- Given data
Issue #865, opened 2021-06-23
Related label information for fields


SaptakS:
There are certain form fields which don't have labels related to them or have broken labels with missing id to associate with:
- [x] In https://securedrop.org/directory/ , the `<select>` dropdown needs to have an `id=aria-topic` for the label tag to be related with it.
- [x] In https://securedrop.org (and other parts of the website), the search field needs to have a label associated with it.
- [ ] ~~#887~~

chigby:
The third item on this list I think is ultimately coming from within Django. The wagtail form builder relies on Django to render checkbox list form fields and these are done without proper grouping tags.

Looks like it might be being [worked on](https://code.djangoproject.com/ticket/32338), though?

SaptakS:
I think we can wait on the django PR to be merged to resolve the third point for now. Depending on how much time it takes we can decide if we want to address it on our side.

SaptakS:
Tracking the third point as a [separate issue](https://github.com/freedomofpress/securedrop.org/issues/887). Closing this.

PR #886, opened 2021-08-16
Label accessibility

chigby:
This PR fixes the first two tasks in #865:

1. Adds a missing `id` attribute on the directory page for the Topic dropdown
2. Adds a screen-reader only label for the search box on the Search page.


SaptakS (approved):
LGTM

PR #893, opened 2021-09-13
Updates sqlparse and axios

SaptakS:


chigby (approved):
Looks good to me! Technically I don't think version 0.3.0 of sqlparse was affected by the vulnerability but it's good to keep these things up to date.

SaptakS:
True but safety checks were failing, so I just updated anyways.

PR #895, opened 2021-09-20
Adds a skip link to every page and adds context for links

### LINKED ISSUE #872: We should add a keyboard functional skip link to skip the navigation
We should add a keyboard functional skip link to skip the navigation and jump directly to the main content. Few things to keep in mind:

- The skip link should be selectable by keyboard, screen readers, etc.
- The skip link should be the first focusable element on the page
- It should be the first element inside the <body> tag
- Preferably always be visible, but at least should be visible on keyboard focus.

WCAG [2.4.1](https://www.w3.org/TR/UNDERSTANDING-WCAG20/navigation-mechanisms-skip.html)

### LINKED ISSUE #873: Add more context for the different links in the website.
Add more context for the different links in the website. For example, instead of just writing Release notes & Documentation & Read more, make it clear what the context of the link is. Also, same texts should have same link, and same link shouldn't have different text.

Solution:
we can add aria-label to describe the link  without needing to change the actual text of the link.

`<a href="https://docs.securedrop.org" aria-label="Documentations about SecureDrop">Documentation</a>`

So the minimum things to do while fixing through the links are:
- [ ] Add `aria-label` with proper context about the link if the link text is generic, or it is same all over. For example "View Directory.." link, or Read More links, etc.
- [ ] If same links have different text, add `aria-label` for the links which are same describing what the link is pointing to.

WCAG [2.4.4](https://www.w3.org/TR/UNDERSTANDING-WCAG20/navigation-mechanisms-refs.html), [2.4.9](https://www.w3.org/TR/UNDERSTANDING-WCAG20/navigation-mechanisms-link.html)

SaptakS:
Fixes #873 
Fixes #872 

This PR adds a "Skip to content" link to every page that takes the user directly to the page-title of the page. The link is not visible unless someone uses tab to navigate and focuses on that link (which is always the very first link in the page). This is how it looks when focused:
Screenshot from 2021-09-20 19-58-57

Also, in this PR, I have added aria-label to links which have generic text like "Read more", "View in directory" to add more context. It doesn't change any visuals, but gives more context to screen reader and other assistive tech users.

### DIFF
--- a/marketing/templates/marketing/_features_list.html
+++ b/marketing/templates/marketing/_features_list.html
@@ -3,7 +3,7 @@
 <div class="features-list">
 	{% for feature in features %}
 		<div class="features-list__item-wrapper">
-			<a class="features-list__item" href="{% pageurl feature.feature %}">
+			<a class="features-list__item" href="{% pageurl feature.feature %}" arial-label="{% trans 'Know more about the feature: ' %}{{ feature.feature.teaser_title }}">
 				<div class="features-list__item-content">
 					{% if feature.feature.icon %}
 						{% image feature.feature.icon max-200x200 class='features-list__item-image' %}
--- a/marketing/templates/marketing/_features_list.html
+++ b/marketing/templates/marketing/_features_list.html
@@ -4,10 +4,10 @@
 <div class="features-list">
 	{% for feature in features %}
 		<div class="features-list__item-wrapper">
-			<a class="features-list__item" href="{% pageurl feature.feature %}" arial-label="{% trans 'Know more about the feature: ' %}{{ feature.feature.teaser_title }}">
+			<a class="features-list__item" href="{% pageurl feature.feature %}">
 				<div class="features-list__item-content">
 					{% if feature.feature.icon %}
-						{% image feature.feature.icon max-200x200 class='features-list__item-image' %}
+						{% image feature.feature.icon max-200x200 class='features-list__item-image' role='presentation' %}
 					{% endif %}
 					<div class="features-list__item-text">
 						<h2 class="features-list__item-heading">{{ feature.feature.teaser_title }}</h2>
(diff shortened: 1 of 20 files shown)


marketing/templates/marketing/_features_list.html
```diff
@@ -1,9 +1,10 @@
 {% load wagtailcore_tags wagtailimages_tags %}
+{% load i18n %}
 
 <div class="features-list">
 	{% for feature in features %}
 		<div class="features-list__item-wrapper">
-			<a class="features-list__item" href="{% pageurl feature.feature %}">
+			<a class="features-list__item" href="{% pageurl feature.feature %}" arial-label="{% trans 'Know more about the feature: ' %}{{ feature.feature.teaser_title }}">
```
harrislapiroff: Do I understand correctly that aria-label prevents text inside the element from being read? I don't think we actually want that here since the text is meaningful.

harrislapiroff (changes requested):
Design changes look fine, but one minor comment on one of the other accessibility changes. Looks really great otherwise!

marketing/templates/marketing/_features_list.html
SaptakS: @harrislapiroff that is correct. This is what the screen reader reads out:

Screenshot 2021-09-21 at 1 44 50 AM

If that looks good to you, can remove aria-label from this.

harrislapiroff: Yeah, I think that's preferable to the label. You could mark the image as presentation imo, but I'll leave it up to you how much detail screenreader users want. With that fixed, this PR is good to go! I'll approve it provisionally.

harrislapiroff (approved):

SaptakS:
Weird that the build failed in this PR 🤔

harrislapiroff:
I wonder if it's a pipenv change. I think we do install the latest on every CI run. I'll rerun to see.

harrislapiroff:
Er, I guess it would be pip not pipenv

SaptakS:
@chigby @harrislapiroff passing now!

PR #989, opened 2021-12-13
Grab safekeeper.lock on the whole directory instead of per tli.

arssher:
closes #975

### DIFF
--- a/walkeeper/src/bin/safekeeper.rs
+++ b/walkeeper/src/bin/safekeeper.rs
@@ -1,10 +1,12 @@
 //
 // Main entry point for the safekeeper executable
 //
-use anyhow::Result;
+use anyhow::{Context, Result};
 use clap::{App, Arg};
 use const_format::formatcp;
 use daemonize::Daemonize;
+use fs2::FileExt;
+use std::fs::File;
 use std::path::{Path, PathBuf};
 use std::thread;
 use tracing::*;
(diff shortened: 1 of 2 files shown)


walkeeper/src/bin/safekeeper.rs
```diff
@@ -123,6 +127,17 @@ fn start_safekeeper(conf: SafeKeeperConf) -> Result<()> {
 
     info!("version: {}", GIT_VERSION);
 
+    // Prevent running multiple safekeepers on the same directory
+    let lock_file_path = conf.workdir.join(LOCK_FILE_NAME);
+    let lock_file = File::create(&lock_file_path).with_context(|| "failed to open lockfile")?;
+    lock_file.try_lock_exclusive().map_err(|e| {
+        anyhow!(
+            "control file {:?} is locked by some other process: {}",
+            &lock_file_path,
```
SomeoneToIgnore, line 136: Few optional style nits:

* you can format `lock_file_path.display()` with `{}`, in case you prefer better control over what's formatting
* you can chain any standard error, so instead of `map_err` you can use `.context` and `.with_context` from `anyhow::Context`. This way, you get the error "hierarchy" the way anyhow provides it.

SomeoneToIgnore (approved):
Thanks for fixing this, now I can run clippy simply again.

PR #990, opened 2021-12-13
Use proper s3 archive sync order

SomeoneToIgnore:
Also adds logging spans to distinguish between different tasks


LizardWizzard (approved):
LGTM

- Problem details
Type the data out again, exactly.

- Result below
Issue #865, opened 2021-06-23
Related label information for fields


SaptakS:
There are certain form fields which don't have labels related to them or have broken labels with missing id to associate with:
- [x] In https://securedrop.org/directory/ , the `<select>` dropdown needs to have an `id=aria-topic` for the label tag to be related with it.
- [x] In https://securedrop.org (and other parts of the website), the search field needs to have a label associated with it.
- [ ] ~~#887~~

chigby:
The third item on this list I think is ultimately coming from within Django. The wagtail form builder relies on Django to render checkbox list form fields and these are done without proper grouping tags.

Looks like it might be being [worked on](https://code.djangoproject.com/ticket/32338), though?

SaptakS:
I think we can wait on the django PR to be merged to resolve the third point for now. Depending on how much time it takes we can decide if we want to address it on our side.

SaptakS:
Tracking the third point as a [separate issue](https://github.com/freedomofpress/securedrop.org/issues/887). Closing this.

PR #886, opened 2021-08-16
Label accessibility

chigby:
This PR fixes the first two tasks in #865:

1. Adds a missing `id` attribute on the directory page for the Topic dropdown
2. Adds a screen-reader only label for the search box on the Search page.


SaptakS (approved):
LGTM

PR #893, opened 2021-09-13
Updates sqlparse and axios

SaptakS:


chigby (approved):
Looks good to me! Technically I don't think version 0.3.0 of sqlparse was affected by the vulnerability but it's good to keep these things up to date.

SaptakS:
True but safety checks were failing, so I just updated anyways.

PR #895, opened 2021-09-20
Adds a skip link to every page and adds context for links

### LINKED ISSUE #872: We should add a keyboard functional skip link to skip the navigation
We should add a keyboard functional skip link to skip the navigation and jump directly to the main content. Few things to keep in mind:

- The skip link should be selectable by keyboard, screen readers, etc.
- The skip link should be the first focusable element on the page
- It should be the first element inside the <body> tag
- Preferably always be visible, but at least should be visible on keyboard focus.

WCAG [2.4.1](https://www.w3.org/TR/UNDERSTANDING-WCAG20/navigation-mechanisms-skip.html)

### LINKED ISSUE #873: Add more context for the different links in the website.
Add more context for the different links in the website. For example, instead of just writing Release notes & Documentation & Read more, make it clear what the context of the link is. Also, same texts should have same link, and same link shouldn't have different text.

Solution:
we can add aria-label to describe the link  without needing to change the actual text of the link.

`<a href="https://docs.securedrop.org" aria-label="Documentations about SecureDrop">Documentation</a>`

So the minimum things to do while fixing through the links are:
- [ ] Add `aria-label` with proper context about the link if the link text is generic, or it is same all over. For example "View Directory.." link, or Read More links, etc.
- [ ] If same links have different text, add `aria-label` for the links which are same describing what the link is pointing to.

WCAG [2.4.4](https://www.w3.org/TR/UNDERSTANDING-WCAG20/navigation-mechanisms-refs.html), [2.4.9](https://www.w3.org/TR/UNDERSTANDING-WCAG20/navigation-mechanisms-link.html)

SaptakS:
Fixes #873 
Fixes #872 

This PR adds a "Skip to content" link to every page that takes the user directly to the page-title of the page. The link is not visible unless someone uses tab to navigate and focuses on that link (which is always the very first link in the page). This is how it looks when focused:
Screenshot from 2021-09-20 19-58-57

Also, in this PR, I have added aria-label to links which have generic text like "Read more", "View in directory" to add more context. It doesn't change any visuals, but gives more context to screen reader and other assistive tech users.

### DIFF
--- a/marketing/templates/marketing/_features_list.html
+++ b/marketing/templates/marketing/_features_list.html
@@ -3,7 +3,7 @@
 <div class="features-list">
 	{% for feature in features %}
 		<div class="features-list__item-wrapper">
-			<a class="features-list__item" href="{% pageurl feature.feature %}">
+			<a class="features-list__item" href="{% pageurl feature.feature %}" arial-label="{% trans 'Know more about the feature: ' %}{{ feature.feature.teaser_title }}">
 				<div class="features-list__item-content">
 					{% if feature.feature.icon %}
 						{% image feature.feature.icon max-200x200 class='features-list__item-image' %}
--- a/marketing/templates/marketing/_features_list.html
+++ b/marketing/templates/marketing/_features_list.html
@@ -4,10 +4,10 @@
 <div class="features-list">
 	{% for feature in features %}
 		<div class="features-list__item-wrapper">
-			<a class="features-list__item" href="{% pageurl feature.feature %}" arial-label="{% trans 'Know more about the feature: ' %}{{ feature.feature.teaser_title }}">
+			<a class="features-list__item" href="{% pageurl feature.feature %}">
 				<div class="features-list__item-content">
 					{% if feature.feature.icon %}
-						{% image feature.feature.icon max-200x200 class='features-list__item-image' %}
+						{% image feature.feature.icon max-200x200 class='features-list__item-image' role='presentation' %}
 					{% endif %}
 					<div class="features-list__item-text">
 						<h2 class="features-list__item-heading">{{ feature.feature.teaser_title }}</h2>
(diff shortened: 1 of 20 files shown)


marketing/templates/marketing/_features_list.html
```diff
@@ -1,9 +1,10 @@
 {% load wagtailcore_tags wagtailimages_tags %}
+{% load i18n %}
 
 <div class="features-list">
 	{% for feature in features %}
 		<div class="features-list__item-wrapper">
-			<a class="features-list__item" href="{% pageurl feature.feature %}">
+			<a class="features-list__item" href="{% pageurl feature.feature %}" arial-label="{% trans 'Know more about the feature: ' %}{{ feature.feature.teaser_title }}">
```
harrislapiroff: Do I understand correctly that aria-label prevents text inside the element from being read? I don't think we actually want that here since the text is meaningful.

harrislapiroff (changes requested):
Design changes look fine, but one minor comment on one of the other accessibility changes. Looks really great otherwise!

marketing/templates/marketing/_features_list.html
SaptakS: @harrislapiroff that is correct. This is what the screen reader reads out:

Screenshot 2021-09-21 at 1 44 50 AM

If that looks good to you, can remove aria-label from this.

harrislapiroff: Yeah, I think that's preferable to the label. You could mark the image as presentation imo, but I'll leave it up to you how much detail screenreader users want. With that fixed, this PR is good to go! I'll approve it provisionally.

harrislapiroff (approved):

SaptakS:
Weird that the build failed in this PR 🤔

harrislapiroff:
I wonder if it's a pipenv change. I think we do install the latest on every CI run. I'll rerun to see.

harrislapiroff:
Er, I guess it would be pip not pipenv

SaptakS:
@chigby @harrislapiroff passing now!

PR #989, opened 2021-12-13
Grab safekeeper.lock on the whole directory instead of per tli.

arssher:
closes #975

### DIFF
--- a/walkeeper/src/bin/safekeeper.rs
+++ b/walkeeper/src/bin/safekeeper.rs
@@ -1,10 +1,12 @@
 //
 // Main entry point for the safekeeper executable
 //
-use anyhow::Result;
+use anyhow::{Context, Result};
 use clap::{App, Arg};
 use const_format::formatcp;
 use daemonize::Daemonize;
+use fs2::FileExt;
+use std::fs::File;
 use std::path::{Path, PathBuf};
 use std::thread;
 use tracing::*;
(diff shortened: 1 of 2 files shown)


walkeeper/src/bin/safekeeper.rs
```diff
@@ -123,6 +127,17 @@ fn start_safekeeper(conf: SafeKeeperConf) -> Result<()> {
 
     info!("version: {}", GIT_VERSION);
 
+    // Prevent running multiple safekeepers on the same directory
+    let lock_file_path = conf.workdir.join(LOCK_FILE_NAME);
+    let lock_file = File::create(&lock_file_path).with_context(|| "failed to open lockfile")?;
+    lock_file.try_lock_exclusive().map_err(|e| {
+        anyhow!(
+            "control file {:?} is locked by some other process: {}",
+            &lock_file_path,
```
SomeoneToIgnore, line 136: Few optional style nits:

* you can format `lock_file_path.display()` with `{}`, in case you prefer better control over what's formatting
* you can chain any standard error, so instead of `map_err` you can use `.context` and `.with_context` from `anyhow::Context`. This way, you get the error "hierarchy" the way anyhow provides it.

SomeoneToIgnore (approved):
Thanks for fixing this, now I can run clippy simply again.

PR #990, opened 2021-12-13
Use proper s3 archive sync order

SomeoneToIgnore:
Also adds logging spans to distinguish between different tasks


LizardWizzard (approved):
LGTM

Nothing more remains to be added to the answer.